Items from a dataset:

PR #101, opened 2018-06-20
CircleCI Linux automatic builds

DanielUranga:
Initial CircleCI support. Builds using Ubuntu Linux 18.04.
Build log here: https://circleci.com/gh/DanielUranga/lc0/10
This is an attempt to start solving https://github.com/LeelaChessZero/lc0/issues/50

◆ WHAT YOU NEED TO DO ◆
Transcribe the records above exactly, keeping every line.

◆ RESPONSE FOR THIS EXERCISE ◆
PR #101, opened 2018-06-20
CircleCI Linux automatic builds

DanielUranga:
Initial CircleCI support. Builds using Ubuntu Linux 18.04.
Build log here: https://circleci.com/gh/DanielUranga/lc0/10
This is an attempt to start solving https://github.com/LeelaChessZero/lc0/issues/50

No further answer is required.